How to build a regular decagon
Challenges for the implementation of the construction of a regular geometric shapes train spatial perception and logic. There are many very simple tasks of this kind. Their decision comes down to modifying or combining already known examples. However, there are those on the solution of which is necessary to think. One of the trivial is the problem of how to construct a regular decagon.
You will need:
- paper; - Compasses; - Line; - Pencil.
Instruction how to construct a regular decagon
Draw a circle with a radius of any known center. Indicate on the surface of the point O, which will be the center. Choose the best solution compass legs. Set the needle in the compass point O. Draw the circle.

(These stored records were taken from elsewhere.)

PR #3026, opened 2021-07-18
[Fix #2831] add xref integration

### LINKED ISSUE #2831: Could CIDER provide an xref backend instead of hijacking `M-.` and `M-,`?

I'm frustrated with the way CIDER hijacks `M-.` in all clojure-mode buffers, even for projects where you don't connect to CIDER. I don't always want to connect to CIDER to navigate projects efficiently.

I would love for CIDER to provide an xref backend instead of hijacking `M-.`, similar to how `clojure-lsp` does. 

My hope is that this would mean xref would present results both from CIDER and `clojure-lsp`, and other backends.

A simpler (though less ideal) fix would perhaps be to fall back to `xref-find-definitions` if there's no CIDER connection for the project.

**Additional context**

jiacai2050:
-----------------

Thanks!

manual][1] extremely useful.*

### DIFF
--- a/cider-find.el
+++ b/cider-find.el
@@ -241,22 +241,26 @@ thing at point."
   "Return the relevant identifier at point."
   (cider--kw-to-symbol (cider-symbol-at-point 'look-back)))
 
+(defun cider--var-to-xref-location (var)
+  "Get location of definition of VAR."
+  (when-let* ((info (cider-var-info var))
+              (line (nrepl-dict-get info "line"))
+              (file (nrepl-dict-get info "file"))
+              (buf (cider--find-buffer-for-file file)))
+    (xref-make-buffer-location
+     buf
+     (with-current-buffer buf
+       (save-excursion
+         (goto-char 0)
+         (forward-line (1- line))
+         (back-to-indentation)
+         (point))))))
+
 (cl-defmethod xref-backend-definitions ((_backend (eql cider)) var)
   "Find definitions of VAR."
   (cider-ensure-connected)
   (cider-ensure-op-supported "ns-path")
-  (when-let* ((info (cider-var-info var))
-              (line (nrepl-dict-get info "line"))
-              (file (nrepl-dict-get info "file"))
-              (buf (cider--find-buffer-for-file file))
-              (loc (xref-make-buffer-location
-                    buf
-                    (with-current-buffer buf
-                      (save-excursion
-                        (goto-char 0)
-                        (forward-line (1- line))
-                        (back-to-indentation)
-                        (point))))))
+  (when-let* ((loc (cider--var-to-xref-location var)))
     (list (xref-make var loc))))
 
 (cl-defmethod xref-backend-identifier-completion-table ((_backend (eql cider)))
@@ -278,6 +282,21 @@ thing at point."
                      (line (nrepl-dict-get info "line"))
                      (loc (xref-make-file-location filename line column)))
                 (xref-make filename loc)))
+            results)))
+
+(cl-defmethod xref-backend-apropos ((_backend (eql cider)) pattern)
+  "Find all symbols that match regexp PATTERN."
+  (cider-ensure-connected)
+  (cider-ensure-op-supported "apropos")
+  (when-let* ((ns (cider-current-ns))
+              (results (cider-sync-request:apropos pattern ns t t completion-ignore-case)))
+    (mapcar (lambda (info)
+              (let* ((symbol (nrepl-dict-get info "name"))
+                     (loc (cider--var-to-xref-location symbol))
+                     (type (nrepl-dict-get info "type"))
+                     (doc (nrepl-dict-get info "doc")))
+                (xref-make (format "[%s] %s\n  %s" (propertize symbol 'face 'bold) (capitalize type) doc)
+                           loc)))
             results)))
 
 (provide 'cider-find)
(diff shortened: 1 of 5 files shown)


bbatsov:
You should also mention this in the docs.

cider-find.el
```diff
@@ -32,6 +32,13 @@
 
 (require 'thingatpt)
 
+(defcustom cider-enable-xref t
```
bbatsov, line 35: The way things are currently implemented this defcustom will do something only before `cider-mode` is started. Not a big deal, but it should be noted in the docs at least. 

I'm also thinking that a name like `cider-use-xref` might be more consistent with the current names we use. I'm also worried that some people might be confused with CIDER's own `xref` functions, so we have to be a bit more descriptive in the docs I guess.

bbatsov:
I'm assuming you'll also have to make the explicit keybindings for `M-.` and `M-,` conditional, if `xref` takes care of those.

cider-find.el
jiacai2050: Fixed.

doc/modules/ROOT/pages/usage/misc_features.adoc
```diff
@@ -343,3 +343,7 @@ to format EDN using `clojure.tools.reader.edn`. The following commands are provi
 * `cider-format-edn-defun`
 * `cider-format-edn-region`
 * `cider-format-edn-buffer`
+
+== https://www.gnu.org/software/emacs/manual/html_node/emacs/Xref.html[Xref] integration
+
+Beginning with version 1.2.0, cider support Emacs built-in xref, which means `M-.` (xref-find-definitions) will just work as expected.
```
bbatsov, line 349: You should probably mention the configuration variable here as well.

bbatsov:
One thing I don't quite get is how is this going to play with the `cider-mode` keybindings, as there are some explicit keybindings for `M-.` and `M-,` currently. @dgutov I'd appreciate any feedback from you as well, as I still haven't had the time to play with xref myself.

dgutov:
Looking at the current patch, the user will have change the bindings in `cider-mode-map` for it to work. So you should probably change the bindings if `cider-use-xref` is non-nil too.

Even better, though, would be for Cider to migrate to Xref conditionally. If there is no important functionality that will be missed this way, of course.

cider-find.el
```diff
@@ -226,5 +233,56 @@ thing at point."
...
+              (let* ((filename (nrepl-dict-get info "file"))
+                     (column (nrepl-dict-get info "column"))
+                     (line (nrepl-dict-get info "line"))
+                     (loc (xref-make-file-location filename line column)))
+                (xref-make filename loc)))
+            results)))
+
+(cl-defmethod xref-backend-apropos ((_backend (eql cider)) pattern)
+  "Find all symbols that match regexp PATTERN."
+  (user-error "xref-backend-apropos not supported"))
```
jiacai2050, line 285: For apropos, I try this:

```
(when-let* ((ns (cider-current-ns))
            (results (cider-sync-request:apropos pattern ns nil t completion-ignore-case)))
  results)
```
results have no file/line/column infomation, so cannot new xref location here. Any ideas?

jiacai2050:
I have implemented other xref functions, For apropos, I try this:

```
(cl-defmethod xref-backend-apropos ((_backend (eql cider)) pattern)
  "Find all symbols that match regexp PATTERN."
  (when-let* ((ns (cider-current-ns))
              (results (cider-sync-request:apropos pattern ns nil t completion-ignore-case)))
  results))
```
but results have no file/line/column infomation, so cannot new xref location here. Any ideas?

dgutov:
> but results have no file/line/column infomation, so cannot new xref location here. Any ideas?

If *some* information is there, perhaps in a different form so that you can't reuse xref-file-location or xref-buffer-location, you can create your own xref types and instantiate them, like elisp-mode does, see `elisp--xref-make-xref` and the constructor that is calls.

jiacai2050:
@dgutov Thanks for your guide.

I just realize I can reuse xref-buffer-location with another call to cider-var-info. 
PTAL

cider-find.el
```diff
@@ -226,5 +233,71 @@ thing at point."
...
+       (save-excursion
+         (goto-char 0)
+         (forward-line (1- line))
+         (back-to-indentation)
+         (point))))))
+
+(cl-defmethod xref-backend-definitions ((_backend (eql cider)) var)
+  "Find definitions of VAR."
+  (cider-ensure-connected)
+  (cider-ensure-op-supported "ns-path")
```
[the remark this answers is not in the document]
jiacai2050: I'm not quiet sure. I add this assert with reference to `cider-find-ns`

cider-find.el
```diff
@@ -226,5 +233,71 @@ thing at point."
     (cider--find-ns kw-ns arg)
     (search-forward-regexp kw-to-find nil 'noerror)))
 
+(defun cider--xref-backend ()
+  "Used for xref integration."
+  'cider)
+
+(cl-defmethod xref-backend-identifier-at-point ((_backend (eql cider)))
+  "Return the relevant identifier at point."
+  (cider--kw-to-symbol (cider-symbol-at-point 'look-back)))
```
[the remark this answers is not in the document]
jiacai2050: Fixed.

bbatsov:
I guess that's good enough for a first version. Let's see what kind of feedback we'll get from the end users. Thanks for tackling the ticket!

manuel-uberti:
Thanks to everyone involved in this.

PR #3039, opened 2021-08-31
Allow starting the sideloader for the tooling session

plexus:
CIDER's deferred loading of middleware means that requires can happen during all
kinds of nREPL ops, many of which are performed over the tooling session. To
make this work via the sideloader we need it to be active both on the regular
session and on the tooling session, so provide a flag for starting it in either
session.

-----------------

### DIFF
--- a/cider-client.el
+++ b/cider-client.el
@@ -162,13 +162,14 @@ Signal an error if it is not supported."
   (unless (cider-nrepl-op-supported-p op)
     (user-error "`%s' requires the nREPL op \"%s\" (provided by cider-nrepl)" this-command op)))
 
-(defun cider-nrepl-send-request (request callback &optional connection)
+(defun cider-nrepl-send-request (request callback &optional connection tooling)
   "Send REQUEST and register response handler CALLBACK.
 REQUEST is a pair list of the form (\"op\" \"operation\" \"par1-name\"
                                     \"par1\" ... ).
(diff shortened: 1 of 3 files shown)


plexus:
I originally had the op automatically go to both sessions, the more granular version seems preferable though. Not sure if it really makes sense to add tests here or doc updates.

cider-client.el
```diff
@@ -162,13 +162,14 @@ Signal an error if it is not supported."
   (unless (cider-nrepl-op-supported-p op)
     (user-error "`%s' requires the nREPL op \"%s\" (provided by cider-nrepl)" this-command op)))
 
-(defun cider-nrepl-send-request (request callback &optional connection)
+(defun cider-nrepl-send-request (request callback &optional connection tooling)
```
bbatsov, line 165: I wonder if a more generic `session` parameter wouldn't be more appropriate here. Technically a connection can have other sessions than the two created by CIDER by default, and this would allow us to interact with them. I guess this will require a small change in `nrepl-send-request` as well, though.

bbatsov:
I don't think tests/doc updates for this are needed. I agree it makes sense for the tooling session to enable sideloading as well.

cider-client.el
bbatsov: Anyways, I can just do this myself down the road. Let's keep your change focused to the problem at hand.

PR #3040, opened 2021-08-31
Allow clojuredocs navigation on qualified symbols and within *cider-clojuredocs* buffer

ag91:
This is a feature suggested by user @dotemacs: when we are looking at
clojuredocs, it is often useful to jump to the next related function.

Before this change, cider-clojuredocs could not reach symbols like
true? or clojure.core/map.

Also in buffers with cider-mode enabled we can navigate with the
keybinding C-c C-d C-c. Here I try to support the same also in the
temporary buffer the cider creates for clojuredocs.

-----------------

Thanks!

manual][1] extremely useful.*


yuhan0:
I don't think this is the right approach -- `(thing-at-point 'symbol)` works as expected in clojure-mode buffers and doesn't need a separate regex based approach to replace it.
The problem is that the clojuredocs buffer uses the default fundamental-mode syntax table, which doesn't recognize `.` and `?` as symbol constituents. 
Executing `(set-syntax-table clojure-mode-syntax-table)` in the buffer solves the issue.

The question might be whether to apply this more generally to other popups, in `cider-make-popup-buffer`, or only to 
 `cider-create-clojuredocs-buffer`.

bbatsov:
I'd start small. :-) 

And I agree with the rest of your suggestions. In the clojuredocs buffers it might also be a good idea to convert related symbols to links that people can simply press.

yuhan0:
I was thinking the same thing :)
There's some relevant "See also" button code already implemented at the bottom of `cider-docview-render-info`.

ag91:
hey @yuhan0 thanks so much for your comment: I just learned that thing-at-point changes according to the mode AND how to set the syntax table! This PR was just worth the effort for your comment.
@bbatsov maybe I can try to add links in another PR? I am happy to try.

bbatsov:
Yeah, you can tackle this in separate PR. Thanks!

Draw a line segment passing through the center of the circle and intersects it at two points. With Draw the line segment passing through O point so that it crossed the line twice the circumference. One of the points of intersection draw a line and a circle mark A, the other - P1.
Draw a line segment passing through the point O and perpendicular to the segment OA. Set the compass needle to point A, set the leg of a compass with a pencil at the point P1. Draw the circle. Without changing the legs of the solution, set the compass needle to point P1. Draw the circle. Draw a line segment passing through the intersection point of the circles traced. It will take place also through O. Mark the intersection point of the segment of the circle O as B and P2.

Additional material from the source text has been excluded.